(Stored data entries)
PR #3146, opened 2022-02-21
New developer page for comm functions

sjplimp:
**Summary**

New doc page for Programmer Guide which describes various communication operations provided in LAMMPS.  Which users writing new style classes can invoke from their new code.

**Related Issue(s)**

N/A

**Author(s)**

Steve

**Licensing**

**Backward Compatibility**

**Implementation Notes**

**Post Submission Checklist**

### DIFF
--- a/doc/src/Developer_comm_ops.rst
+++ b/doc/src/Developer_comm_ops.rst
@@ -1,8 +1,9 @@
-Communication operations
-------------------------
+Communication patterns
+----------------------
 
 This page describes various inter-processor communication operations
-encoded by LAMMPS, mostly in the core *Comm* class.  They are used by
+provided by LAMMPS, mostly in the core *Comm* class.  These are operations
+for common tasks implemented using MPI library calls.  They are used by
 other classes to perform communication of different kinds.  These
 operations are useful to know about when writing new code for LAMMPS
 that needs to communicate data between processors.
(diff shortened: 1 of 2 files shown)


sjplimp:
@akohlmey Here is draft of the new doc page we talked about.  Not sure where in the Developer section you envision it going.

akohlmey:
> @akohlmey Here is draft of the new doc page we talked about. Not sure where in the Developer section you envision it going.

...

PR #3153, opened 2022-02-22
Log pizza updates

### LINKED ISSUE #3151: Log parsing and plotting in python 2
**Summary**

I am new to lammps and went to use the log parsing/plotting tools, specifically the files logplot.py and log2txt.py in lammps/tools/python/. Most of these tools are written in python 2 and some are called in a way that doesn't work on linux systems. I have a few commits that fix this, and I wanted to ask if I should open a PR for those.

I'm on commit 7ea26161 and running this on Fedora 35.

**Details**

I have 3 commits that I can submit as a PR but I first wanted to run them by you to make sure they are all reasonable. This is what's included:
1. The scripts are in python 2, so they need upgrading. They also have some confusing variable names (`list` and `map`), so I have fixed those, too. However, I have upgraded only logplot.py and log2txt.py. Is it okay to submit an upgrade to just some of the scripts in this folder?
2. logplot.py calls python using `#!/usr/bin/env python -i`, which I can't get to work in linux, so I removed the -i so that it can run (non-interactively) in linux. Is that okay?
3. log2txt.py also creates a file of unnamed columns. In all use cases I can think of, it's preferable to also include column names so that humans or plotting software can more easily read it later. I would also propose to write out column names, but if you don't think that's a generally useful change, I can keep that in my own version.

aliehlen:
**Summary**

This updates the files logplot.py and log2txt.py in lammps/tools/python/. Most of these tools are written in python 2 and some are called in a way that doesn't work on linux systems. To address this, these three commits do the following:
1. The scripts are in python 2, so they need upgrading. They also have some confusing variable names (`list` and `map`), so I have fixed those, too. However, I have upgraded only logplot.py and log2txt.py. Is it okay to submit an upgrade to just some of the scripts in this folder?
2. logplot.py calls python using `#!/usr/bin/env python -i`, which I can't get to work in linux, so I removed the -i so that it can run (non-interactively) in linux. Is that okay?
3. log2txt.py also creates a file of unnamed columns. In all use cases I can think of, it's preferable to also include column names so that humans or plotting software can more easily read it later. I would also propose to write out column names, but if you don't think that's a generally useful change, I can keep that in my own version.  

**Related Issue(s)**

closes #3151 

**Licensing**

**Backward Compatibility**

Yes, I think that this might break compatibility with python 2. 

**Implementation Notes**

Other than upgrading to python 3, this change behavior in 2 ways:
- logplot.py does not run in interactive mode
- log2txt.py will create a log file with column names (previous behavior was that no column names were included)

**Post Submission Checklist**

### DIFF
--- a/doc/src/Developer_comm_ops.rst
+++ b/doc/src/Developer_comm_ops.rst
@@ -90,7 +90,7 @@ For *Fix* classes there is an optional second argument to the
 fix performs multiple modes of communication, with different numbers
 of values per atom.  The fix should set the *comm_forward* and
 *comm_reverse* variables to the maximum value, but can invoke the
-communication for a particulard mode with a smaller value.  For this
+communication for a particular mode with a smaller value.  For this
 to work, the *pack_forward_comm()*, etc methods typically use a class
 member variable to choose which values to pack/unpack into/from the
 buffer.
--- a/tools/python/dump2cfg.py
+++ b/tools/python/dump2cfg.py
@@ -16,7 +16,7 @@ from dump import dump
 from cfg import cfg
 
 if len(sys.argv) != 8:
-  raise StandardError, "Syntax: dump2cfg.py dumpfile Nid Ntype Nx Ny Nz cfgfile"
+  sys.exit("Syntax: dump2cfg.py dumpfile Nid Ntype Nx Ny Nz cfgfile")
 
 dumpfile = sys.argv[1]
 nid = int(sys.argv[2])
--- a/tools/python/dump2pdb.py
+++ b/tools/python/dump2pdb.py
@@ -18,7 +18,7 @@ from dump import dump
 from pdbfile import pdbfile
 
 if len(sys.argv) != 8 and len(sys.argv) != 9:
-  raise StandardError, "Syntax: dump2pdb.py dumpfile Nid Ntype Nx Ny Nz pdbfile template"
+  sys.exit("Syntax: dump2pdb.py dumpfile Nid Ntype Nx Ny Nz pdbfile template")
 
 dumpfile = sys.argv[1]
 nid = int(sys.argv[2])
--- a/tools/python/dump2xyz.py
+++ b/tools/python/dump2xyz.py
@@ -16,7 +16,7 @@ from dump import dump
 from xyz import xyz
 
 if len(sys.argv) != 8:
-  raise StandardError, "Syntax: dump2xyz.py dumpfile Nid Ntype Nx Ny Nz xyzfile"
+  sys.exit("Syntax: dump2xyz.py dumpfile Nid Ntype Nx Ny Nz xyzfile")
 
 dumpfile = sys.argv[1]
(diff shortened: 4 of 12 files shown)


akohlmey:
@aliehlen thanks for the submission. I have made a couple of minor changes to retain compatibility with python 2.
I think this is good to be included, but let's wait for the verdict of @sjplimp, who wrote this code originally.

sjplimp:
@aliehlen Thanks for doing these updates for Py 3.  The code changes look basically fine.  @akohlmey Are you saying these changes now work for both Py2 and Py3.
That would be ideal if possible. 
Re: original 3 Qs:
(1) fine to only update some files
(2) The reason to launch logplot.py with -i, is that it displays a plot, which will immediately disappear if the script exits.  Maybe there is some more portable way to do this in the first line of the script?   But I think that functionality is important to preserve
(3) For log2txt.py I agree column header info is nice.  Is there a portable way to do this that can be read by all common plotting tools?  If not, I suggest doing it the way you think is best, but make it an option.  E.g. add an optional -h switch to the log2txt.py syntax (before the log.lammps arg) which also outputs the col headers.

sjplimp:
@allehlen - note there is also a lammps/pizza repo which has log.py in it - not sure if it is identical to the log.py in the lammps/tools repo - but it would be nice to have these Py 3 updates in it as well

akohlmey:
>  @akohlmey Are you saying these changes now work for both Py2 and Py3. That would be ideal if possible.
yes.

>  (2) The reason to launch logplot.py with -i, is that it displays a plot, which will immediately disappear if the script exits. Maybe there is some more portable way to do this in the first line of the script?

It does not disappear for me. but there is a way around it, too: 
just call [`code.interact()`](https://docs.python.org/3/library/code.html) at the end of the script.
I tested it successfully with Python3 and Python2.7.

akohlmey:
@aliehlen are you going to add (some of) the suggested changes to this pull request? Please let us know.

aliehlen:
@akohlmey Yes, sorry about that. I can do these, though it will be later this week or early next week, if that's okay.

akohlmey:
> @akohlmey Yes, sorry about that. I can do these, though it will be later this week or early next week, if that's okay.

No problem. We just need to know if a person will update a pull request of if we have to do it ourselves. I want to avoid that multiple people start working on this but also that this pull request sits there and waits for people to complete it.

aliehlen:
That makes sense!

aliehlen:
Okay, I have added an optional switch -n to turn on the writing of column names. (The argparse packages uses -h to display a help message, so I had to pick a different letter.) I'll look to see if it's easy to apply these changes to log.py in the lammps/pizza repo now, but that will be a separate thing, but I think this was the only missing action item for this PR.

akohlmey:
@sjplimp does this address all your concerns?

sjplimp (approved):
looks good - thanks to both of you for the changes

Work required: Could you set down, word for word, only the lines above from the line with "PR #3146, opened 2022-02-21" to the line with "This page describes", including both?

Response area:
PR #3146, opened 2022-02-21
New developer page for comm functions

sjplimp:
**Summary**

New doc page for Programmer Guide which describes various communication operations provided in LAMMPS.  Which users writing new style classes can invoke from their new code.

**Related Issue(s)**

N/A

**Author(s)**

Steve

**Licensing**

**Backward Compatibility**

**Implementation Notes**

**Post Submission Checklist**

### DIFF
--- a/doc/src/Developer_comm_ops.rst
+++ b/doc/src/Developer_comm_ops.rst
@@ -1,8 +1,9 @@
-Communication operations
-------------------------
+Communication patterns
+----------------------
 
 This page describes various inter-processor communication operations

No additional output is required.